In der zweiten Diskussionsrunde debattierten Leonhard Dobusch (Universität Inssbruck/ZDF-Fernsehrat), Valdo Lehari jr., Vizepräsident des Bundesverbands Deutscher Zeitungsverleger (BDZV), Heike Raab, Staatssekretärin für Medien und Digitales Rheinland-Pfalz, und Deutschlandradio-Intendant Stefan Raue mit Moderator Daniel Bouhs (DLF) in der Frage „Über Gebühr gut? Die Zukunft der öffentlich-rechtlichen Angebote“. Ein weiteres Thema, das für (künftige) Graduierte der HMKW-Studiengänge B.A. Journalismus und Unternehmenskommunikation sowie M.A. Konvergenter Journalismus von Bedeutung ist. Zudem topaktueller Diskussionsstoff, da erst in diesem Monat mit der jüngsten Änderung des Rundfunkstaatsvertrags festgelegt wurde, dass die öffentlich-rechtlichen Medien sich statt auf „presseähnliche“ Angebote auf audiovisuelle Inhalte konzentrieren sollen. Deutschlandradio-Intendant Stefan Raue wies auf die positive Seite des teilweise umstrittenen Verhandlungsergebnisses hin: „Ich habe diese Einigung als Auftrag zur Weiterentwicklung gesehen.“

Auch die dritte Diskussionsrunde war hochkarätig besetzt: Der erste Vorsitzende der IG Metall Jörg Hofmann, Christian Maertin, Head of Corporate Communications der Bayer AG, Ulrich Reitz, Ressortleiter Wirtschaft n-tv sowie Recherchejournalist und Autor Günter Wallraff diskutierten in dem von Sina Fröhndrich (DLF-Wirtschaftsredaktion) moderierten Gespräch über das Thema „Mehr als Dax und Bilanzen? Wirtschaftsjournalismus in Deutschland“. Wie dieser von Journalistinnen und Journalisten umgesetzt wird und wen er in Deutschland erreicht, darüber war man sich in der Runde uneins. Unter anderem wurde das ungenutzte Themenpotenzial dieses Ressorts thematisiert, das über Börsen- oder Produktthemen hinaus etwa auch Arbeitnehmerfragen umfasse.

Nach diesen drei vor allem von den Gesprächsteilnehmer/innen gestalteten Runden war es Zeit, die DLF-Hörer/innen außerhalb des Kammermusiksaals zu Wort kommen zu lassen.

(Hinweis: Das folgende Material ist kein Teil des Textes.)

PR #1255, opened 2022-08-12
Allow skip fetch members/repos for github_team data source

jeffgran:
Since a lot of resources (graphql-based ones) now require us to use the team's Node ID instead of just the slug, we often have to use data sources just to look up the ID of the team. However, this is an extreme performance drag because some teams have dozens or hundreds of repositories and members to look up page-wise. We don't need any of that, all we need is the Node ID. So we'd like an option to disable those lookups to speed this up and reduce the chance of rate limiting issues.

### DIFF
--- a/github/data_source_github_team.go
+++ b/github/data_source_github_team.go
@@ -18,6 +18,16 @@ func dataSourceGithubTeam() *schema.Resource {
 				Type:     schema.TypeString,
 				Required: true,
 			},
+			"fetch_members": {
+				Type:     schema.TypeBool,
+				Optional: true,
+				Default:  true,
+			},
+			"fetch_repositories": {
+				Type:     schema.TypeBool,
+				Optional: true,
+				Default:  true,
+			},
 			"name": {
 				Type:     schema.TypeString,
 				Computed: true,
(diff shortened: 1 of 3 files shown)


Esysc:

Diese waren vorab dazu aufgerufen worden, sich im Rahmen der Sendung mediasres zum Programm des DLF zu äußern – eine Art „Leserbrief-Sendung“, wie mediasres-Moderator Andreas Stopp es formuliert hatte.

Einen weiteren spannenden Programmpunkt stellte die Vorstellung des internationalen Projekts „lie detectors“ dar, mit dem Aufklärungsarbeit zu „Fake news“ an Schulen geleistet wird.

Letzter Höhepunkt der Veranstaltung war die Verleihung des Günter-Wallraff-Preises für Journalismuskritik, moderiert von der HMKW-Absolvierenden und INA-Mitglied Marlene Nunnendorf. Zunächst sprach sie mit dem deutsch-türkischen Journalisten Osman Okkan, der stellvertretend für den Preisträger des vergangenen Jahres Ahmet Şik über die aktuelle Situation für Journalistinnen und Journalisten in der Türkei sprach. Bevor der Hauptpreis überreicht wurde, wurden drei lobende Erwähnungen ausgesprochen: für den Dokumentarfilm „Truth Detectives“ von Regisseurin Anja Reiß, die Reportage-Reihe „Acht Häftlinge“ von Alexander Krützfeld und Eva Achinger sowie die Reportage über das größte Flüchtlingslager der Welt Dadaab (Kenia) von Miriam Keilbach (Frankfurter Rundschau).

Der mit 5.000 Euro dotierte Hauptpreis, den die Mediengruppe RTL stiftet, ging in diesem Jahr an das Online-Nachrichtenportal netzpolitik.org. Gründer und Chefredakteur Markus Beckedahl, der sich gleichzeitig als Aktivist und Journalist sieht, nahm den Preis von Laudatorin Birgit Wentzien (DLF-Chefredakteurin) entgegen und sprach mit Günter Wallraff und Marlene Nunnendorf über seine Arbeit.

Wir gratulieren herzlich und freuen uns auf die nächste spannende Veranstaltung – den „Jahres-TÜV für das Infogeschäft“, wie der DLF das Forum für Journalismuskritik umschreibt!